* **About this task**
Copy out the entries below exactly as they stand, but only from the line containing "import com.netflix.spinnaker.keel.api.ec2.SecurityGroup" through the line containing "robfletcher: Not just".

***

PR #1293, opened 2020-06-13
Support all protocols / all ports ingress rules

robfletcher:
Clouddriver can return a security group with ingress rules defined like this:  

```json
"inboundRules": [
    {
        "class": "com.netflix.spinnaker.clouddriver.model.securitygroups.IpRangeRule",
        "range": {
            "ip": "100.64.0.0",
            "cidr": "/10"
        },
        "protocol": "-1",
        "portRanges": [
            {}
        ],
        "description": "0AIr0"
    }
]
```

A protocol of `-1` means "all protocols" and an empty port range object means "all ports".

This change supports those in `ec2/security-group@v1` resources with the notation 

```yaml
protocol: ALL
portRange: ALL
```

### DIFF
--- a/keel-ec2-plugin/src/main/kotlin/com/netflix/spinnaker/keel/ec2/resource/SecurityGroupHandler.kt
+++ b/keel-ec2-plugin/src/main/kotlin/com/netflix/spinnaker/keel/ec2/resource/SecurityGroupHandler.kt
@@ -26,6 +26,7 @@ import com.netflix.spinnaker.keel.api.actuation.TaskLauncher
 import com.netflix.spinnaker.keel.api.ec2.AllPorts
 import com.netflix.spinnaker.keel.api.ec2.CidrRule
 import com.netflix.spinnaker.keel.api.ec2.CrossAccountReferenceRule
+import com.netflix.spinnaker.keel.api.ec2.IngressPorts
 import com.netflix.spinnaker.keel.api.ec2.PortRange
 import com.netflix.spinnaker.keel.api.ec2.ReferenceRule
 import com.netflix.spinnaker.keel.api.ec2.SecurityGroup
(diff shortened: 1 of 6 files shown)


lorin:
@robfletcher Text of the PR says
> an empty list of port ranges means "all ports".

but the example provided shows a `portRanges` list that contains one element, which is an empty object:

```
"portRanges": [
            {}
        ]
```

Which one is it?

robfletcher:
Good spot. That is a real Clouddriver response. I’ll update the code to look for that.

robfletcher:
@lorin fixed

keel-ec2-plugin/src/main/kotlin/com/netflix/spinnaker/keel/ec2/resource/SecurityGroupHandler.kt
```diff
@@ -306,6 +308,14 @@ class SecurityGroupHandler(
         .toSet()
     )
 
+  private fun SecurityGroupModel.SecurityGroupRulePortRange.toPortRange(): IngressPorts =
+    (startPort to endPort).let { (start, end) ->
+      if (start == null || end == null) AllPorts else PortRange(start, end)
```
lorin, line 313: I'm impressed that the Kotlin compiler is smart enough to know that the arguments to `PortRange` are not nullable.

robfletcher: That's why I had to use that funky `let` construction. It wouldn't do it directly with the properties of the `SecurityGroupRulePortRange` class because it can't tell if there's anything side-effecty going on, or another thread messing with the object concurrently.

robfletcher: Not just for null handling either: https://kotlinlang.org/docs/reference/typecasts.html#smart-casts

***

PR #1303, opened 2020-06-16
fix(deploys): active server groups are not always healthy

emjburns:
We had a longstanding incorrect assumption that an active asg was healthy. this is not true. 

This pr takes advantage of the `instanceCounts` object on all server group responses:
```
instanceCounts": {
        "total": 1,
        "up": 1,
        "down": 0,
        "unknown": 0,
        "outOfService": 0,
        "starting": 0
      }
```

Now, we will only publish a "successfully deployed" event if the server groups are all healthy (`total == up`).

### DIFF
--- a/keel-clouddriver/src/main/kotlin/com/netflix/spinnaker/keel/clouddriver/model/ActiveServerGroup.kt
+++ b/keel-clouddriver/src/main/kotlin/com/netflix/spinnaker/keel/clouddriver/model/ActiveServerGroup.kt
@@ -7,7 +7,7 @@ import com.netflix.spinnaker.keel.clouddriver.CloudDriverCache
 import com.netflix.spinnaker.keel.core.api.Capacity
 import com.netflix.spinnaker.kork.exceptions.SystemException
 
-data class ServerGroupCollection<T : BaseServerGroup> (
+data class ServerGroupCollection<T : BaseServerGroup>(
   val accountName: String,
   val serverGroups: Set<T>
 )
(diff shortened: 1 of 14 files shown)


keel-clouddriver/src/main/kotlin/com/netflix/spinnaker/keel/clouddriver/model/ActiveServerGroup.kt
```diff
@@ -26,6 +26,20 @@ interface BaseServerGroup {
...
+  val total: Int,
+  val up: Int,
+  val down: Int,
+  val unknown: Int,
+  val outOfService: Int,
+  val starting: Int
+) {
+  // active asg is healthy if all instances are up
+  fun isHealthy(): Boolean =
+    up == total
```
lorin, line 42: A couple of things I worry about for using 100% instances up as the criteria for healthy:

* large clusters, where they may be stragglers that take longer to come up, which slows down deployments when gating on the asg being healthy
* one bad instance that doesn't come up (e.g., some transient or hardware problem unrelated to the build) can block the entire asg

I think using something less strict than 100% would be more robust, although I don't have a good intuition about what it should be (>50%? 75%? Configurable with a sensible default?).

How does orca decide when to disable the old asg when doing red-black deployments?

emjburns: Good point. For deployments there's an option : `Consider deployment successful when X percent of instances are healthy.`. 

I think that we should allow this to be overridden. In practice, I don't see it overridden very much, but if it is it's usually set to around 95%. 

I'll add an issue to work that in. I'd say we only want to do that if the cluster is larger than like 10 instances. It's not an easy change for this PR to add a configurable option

***

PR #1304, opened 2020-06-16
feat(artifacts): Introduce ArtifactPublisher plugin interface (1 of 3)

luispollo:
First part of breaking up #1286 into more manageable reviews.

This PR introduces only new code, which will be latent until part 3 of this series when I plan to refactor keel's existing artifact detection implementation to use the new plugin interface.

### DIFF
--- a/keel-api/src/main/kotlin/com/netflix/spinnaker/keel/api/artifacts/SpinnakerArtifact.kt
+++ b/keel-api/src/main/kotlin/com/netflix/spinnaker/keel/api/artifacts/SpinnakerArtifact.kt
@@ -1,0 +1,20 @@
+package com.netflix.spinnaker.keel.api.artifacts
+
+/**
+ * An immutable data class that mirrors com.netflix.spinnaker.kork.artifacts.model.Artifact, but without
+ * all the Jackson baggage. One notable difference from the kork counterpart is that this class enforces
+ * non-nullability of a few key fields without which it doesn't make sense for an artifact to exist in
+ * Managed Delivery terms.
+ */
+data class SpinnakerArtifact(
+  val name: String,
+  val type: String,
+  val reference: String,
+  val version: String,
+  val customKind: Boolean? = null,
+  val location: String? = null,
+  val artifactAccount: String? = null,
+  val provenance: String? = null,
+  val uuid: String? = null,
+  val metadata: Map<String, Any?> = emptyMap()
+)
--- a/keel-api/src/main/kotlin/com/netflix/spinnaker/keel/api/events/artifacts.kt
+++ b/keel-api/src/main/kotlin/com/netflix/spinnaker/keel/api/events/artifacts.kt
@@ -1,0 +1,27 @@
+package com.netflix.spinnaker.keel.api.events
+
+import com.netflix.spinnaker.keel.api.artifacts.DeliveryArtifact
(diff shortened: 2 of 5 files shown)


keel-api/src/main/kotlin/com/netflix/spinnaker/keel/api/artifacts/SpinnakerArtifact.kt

***

* **Your solution**
 import com.netflix.spinnaker.keel.api.ec2.SecurityGroup
(diff shortened: 1 of 6 files shown)


lorin:
@robfletcher Text of the PR says
> an empty list of port ranges means "all ports".

but the example provided shows a `portRanges` list that contains one element, which is an empty object:

```
"portRanges": [
            {}
        ]
```

Which one is it?

robfletcher:
Good spot. That is a real Clouddriver response. I’ll update the code to look for that.

robfletcher:
@lorin fixed

keel-ec2-plugin/src/main/kotlin/com/netflix/spinnaker/keel/ec2/resource/SecurityGroupHandler.kt
```diff
@@ -306,6 +308,14 @@ class SecurityGroupHandler(
         .toSet()
     )
 
+  private fun SecurityGroupModel.SecurityGroupRulePortRange.toPortRange(): IngressPorts =
+    (startPort to endPort).let { (start, end) ->
+      if (start == null || end == null) AllPorts else PortRange(start, end)
```
lorin, line 313: I'm impressed that the Kotlin compiler is smart enough to know that the arguments to `PortRange` are not nullable.

robfletcher: That's why I had to use that funky `let` construction. It wouldn't do it directly with the properties of the `SecurityGroupRulePortRange` class because it can't tell if there's anything side-effecty going on, or another thread messing with the object concurrently.

robfletcher: Not just for null handling either: https://kotlinlang.org/docs/reference/typecasts.html#smart-casts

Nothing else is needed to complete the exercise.